Mutations in the Nucleotide Binding Domain of the α Subunits of the F1-ATPase from Thermophilic Bacillus PS3 That Affect Cross-Talk between Nucleotide Binding Sites

Inactivation of MF1 (bovine mitochondrial F1-ATPase) with 5‘-p-fluorosulfonylbenzoylethenoadenosine is caused by labeling αY244 [Verburg, J. G., and Allison, W. S. (1990) J. Biol. Chem. 265, 8065−8074]. In the crystal structure [Abrahams, J. P., Leslie, A. G. W., Lutter, R., and Walker, J. E. (1994) Nature 370, 621−628], αY244 is hydrogen bonded to αR304 which is also hydrogen bonded to αY300. The catalytic properties of mutant α3β3γ subcomplexes of the TF1-ATPase from the thermophilic Bacillus PS3 containing the αF244C, αR304C, and αY300C substitutions have been examined. Each has unique features for hydrolyzing ATP and forming inhibitory ADP−fluoroaluminate complexes in catalytic sites. Unlike wild-type, the (αR304C)3β3γ and (αY300C)3β3γ subcomplexes entrap inhibitory MgADP in a catalytic site during turnover which fails to dissociate when ATP binds to noncatalytic sites. Although the hydrolytic properties of the (αF244C)3β3γ subcomplex and wild-type are similar, the mutant forms ADP−fluoroaluminate complexes 7 times faster than wild-type when Al3+ and F- are added to it in the presence of excess ADP and Mg2+. It also resists inhibition by high Mg2+ concentrations in the assay medium. At least one noncatalytic site of the (αF244C)3β3γ subcomplex has increased affinity for ADP, indicating that the enhanced rate of formation of the ADP−fluoroaluminate complex reflects augmented cooperativity between noncatalytic and catalytic sites. The rate of formation of the ADP−fluoroaluminate complex in (αY300C)3β3γ increases only 40% when MgADP in bound to two catalytic sites rather than one, compared to a 9-fold increase exhibited by wild type.
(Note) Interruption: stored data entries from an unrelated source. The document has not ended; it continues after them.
PR #1296, opened 2025-01-10
Fuzz tests for StorePacking

immrsd:
- Adds fuzz test cases for StorePacking logic of various structs: `TxInfo`, `SignersInfo` and `ProposalCore` in governance package, and `Secp256k1Point` and `Secp256r1Point` in account package
- Addresses issue of `SignersInfo` store packing: if number of signers is equal max `u32` value (0xffffffff or 4_294_967_295), it leads to unpacked `quorum` value be higher than the expected value by 1

### DIFF
--- a/packages/governance/src/tests/test_fuzz_packing.cairo
+++ b/packages/governance/src/tests/test_fuzz_packing.cairo
@@ -1,0 +1,53 @@
+use core::num::traits::Bounded;
+use crate::governor::ProposalCore;
+use crate::multisig::storage_utils::{SignersInfo, TxInfo};
+use starknet::storage_access::StorePacking;
+
+#[test]
+fn test_pack_unpack_tx_info(is_executed_val: u8, submitted_block: u64) {
+    let is_executed = is_executed_val % 2 == 0;
+    let packed_value = StorePacking::pack(TxInfo { is_executed, submitted_block });
+    let unpacked_tx_info: TxInfo = StorePacking::unpack(packed_value);
+
+    assert_eq!(unpacked_tx_info.is_executed, is_executed);
+    assert_eq!(unpacked_tx_info.submitted_block, submitted_block);
+}
+
+#[test]
+fn test_pack_unpack_signers_info(quorum: u32, signers_count: u32) {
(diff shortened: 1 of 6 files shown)


packages/governance/src/tests/test_fuzz_packing.cairo
andrew-fleming, line 1: Instead of having a separate file for these, what do you think about just moving the proposal core test into `proposal_core/tests` and then make a local `tests` mod in the `multisig/storage_utils` file?

andrew-fleming (approved):
LGTM! I just left a question

packages/governance/src/tests/test_fuzz_packing.cairo
```diff
@@ -0,0 +1,38 @@
+use crate::governor::ProposalCore;
```
ericnordelo, line 1: We already have this file now in main, so we need to merge these tests into that.

packages/governance/src/tests/test_fuzz_packing.cairo
```diff
@@ -0,0 +1,38 @@
...
+    assert_eq!(unpacked_tx_info.is_executed, is_executed);
+    assert_eq!(unpacked_tx_info.submitted_block, submitted_block);
+}
+
+#[test]
+fn test_pack_unpack_proposal_core(
+    proposer_val: felt252,
+    vote_start: u64,
+    vote_duration: u64,
+    executed_val: u8,
```
ericnordelo, line 20: We can implement Fuzzable for bool as described [here](https://foundry-rs.github.io/starknet-foundry/appendix/snforge-library/fuzzable.html) with 0.38.0. Let's use that for our fuzz tests types (applies for other PRs as well)

ericnordelo (commented):
Looking good! Left a small suggestion.

packages/governance/src/tests/test_fuzz_packing.cairo
immrsd: Moved fuzz tests to the files the structs are implemented in

ericnordelo (approved):
LGTM!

When Al3+ and F- are added to the (αY300C)3β3γ subcomplex after incubation with excess ADP and Mg2+, ADP−fluoroaluminate complexes are formed in three catalytic sites rather than two observed with the other subcomplexes. Reconciliation of the catalytic properties of the mutant subcomplexes in terms of the crystal structure suggests that αF244, αR304, and αY300 of TF1 are part of a pathway that propagates conformational signals from one catalytic site to another.